Ils ont gagné, finalement

Publié le 10 avril 2015 par Lana

Il y a des gens, avec des blouses blanches, qui ont du pouvoir sur ta vie. Sur ta liberté, sur ton corps, sur ton esprit. Et le leur, d’esprit, il arrive qu’il soit assez fermé. Il arrive qu’ils pensent qu’ils savent tout mieux que toi. Je ne parle pas des traitements, je ne parle pas des formules chimiques ou de la façon d’ouvrir des ventres, ça bien sûr qu’ils le savent mieux que toi, ils ont fait des années d’études pour le savoir. Mais parfois, ils oublient, ou ils ne l’ont jamais su, que ces années d’études ne leur ont pas donné le droit de penser à ta place. Ca ne leur donne pas le droit de te juger, ni de te dire ce qui est bon pour toi, ni ce que tu devrais être. Ca ne leur donne pas le putain de droit de te refuser d’être ce que tu veux être. De ne t’accorder les traitements que tu souhaites que si tu rentres dans leurs cases à eux, dans leur normalité bourgeoise, ni de te regarder comme un objet d’étude plutôt que comme un être humain.

Face à ces gens-là, il n’y a pas trente-six solutions: faire semblant, sourire, dire merde mais seulement dans ta tête, pour obtenir ce que tu veux ou pour fuir.
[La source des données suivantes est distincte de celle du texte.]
Issue #632, opened 2020-02-24
[internal] load and render example source code programmatically instead of duplicating source as a string


williaster:
Currently developers must copy/paste example source code into a string version to render alongside the example (e.g., [Axis](https://github.com/hshoff/vx/blob/master/packages/vx-demo/src/pages/Axis.tsx)). 

This leads to stale source code strings and is generally cumbersome for the developer. We should be able to use a webpack loader (e.g., [`react-window`](https://github.com/bvaughn/react-window/blob/51a24c4972c9ca5eee4df5ea3ec25bc4328e40c5/website/webpack/codemirror-loader.js) or [`raw.macro`](https://www.npmjs.com/package/raw.macro)) to automate this.

PR #637, opened 2020-03-01
refactor(vx-demo): Remove duplication of demo example source

ptmx:
#### :house: Internal

- Removed duplication of gallery example source by importing the source directly with `raw-loader` (closes https://github.com/hshoff/vx/issues/632).  This involved relaxing a couple `eslint` rules, but at least the changes to `import/no-unresolved` could be more narrowly scoped to only ignore the `!!raw-loader` imports specifically while still applying to all other imports.


williaster:
Wowow, amazing @ptmx! will review ASAP and test locally 👍

williaster:
just confirming that these all look similar, example for horizontal stacked bar below. will file a new issue to improve the styling for TS instead of JS 😉 

**before** 
image


**after**
image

Tu ne peux pas les affronter, parce que ta parole ne sera qu’un symptôme de plus, une preuve que tu n’es pas assez comme ceci ou comme cela pour mériter ce que tu demandes. Tu ne peux pas discuter parce que ce que tu es ne vaut rien à leurs yeux. Ils ne t’écouteront que le jour où tu feras ce qu’ils demandent, et comme tu ne le veux pas, t’as pas le choix: tu souris, tu prends l’air concerné, tu hoches la tête, tu dis oui à tout, et tu les envoies se faire foutre en pensée.

Ma liberté à l’hôpital, je l’ai eu à ce prix. J’ai longtemps cru que c’était le privilège de la psychiatrie. Mais je découvre  que non. Certain-e-s trans n’ont leur traitement qu’à ce prix. Et il y a tous les autres, auxquels je ne pense pas, mais le pouvoir médical abusif, il n’est pas qu’en psychiatrie, loin de là.
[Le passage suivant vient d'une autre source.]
Issue #638, opened 2020-03-01
Travis build doesn't run lint step


ptmx:
It looks like the intention of the Travis config is to run tests and lint in parallel:

https://github.com/hshoff/vx/blob/6bdca40d9b7150b307328f1c07543b06bb6c5fcd/.travis.yml#L14-L19

However, the actual build only runs the default test script, i.e., it runs `yarn test` [since `yarn.lock` is present](https://docs.travis-ci.com/user/languages/javascript-with-nodejs/#yarn-is-supported).  `yarn lint` doesn't get executed at all.

For example, see the logs from the latest build on `master`: https://travis-ci.org/hshoff/vx/builds/655661819.  The build runs `yarn test` instead of `yarn run jest -w 4`  as specified in the config file, and omits the `yarn lint` step altogether.

One option is to override the default `script`:

```
script:
  - yarn run jest -w 4
  - yarn run lint
```

Although this wouldn't run those steps in parallel.  Alternatively I'm sure there's a way to accomplish this with the existing build matrix too, although from skimming the docs for a bit it's not immediately obvious to me how the `script` and `jobs` keys interact.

Oui, je les ai envoyé se faire foutre derrière mon sourire, j’ai menti alors que je ne mens jamais, et j’ai signé ma feuille de sortie. Mais ça fait mal quand même. Ne pas être considérée. Etre juste une malade et rien d’autre. N’être rien de respectable à leurs yeux. Oui, je suis sortie et je les ai envoyés se faire foutre derrière mon sourire de jeune fille sage, mais j’ai bien compris ce qu’ils m’ont dit derrière le leur: tu n’es pas des nôtres, tu n’es pas de ce monde, tu ne le seras que lorsque tu deviendras celle que tu veux qu’on soit. J’espère que tous ceux qui sont amenés à faire semblant pour sauver leur peau, parce qu’il n’y a pas d’autres choix quand on est face à un mur, n’auront pas aussi mal. J’espère qu’ils se souviendront juste de leur « va te faire foutre » et pas du goût amer qu’il avait.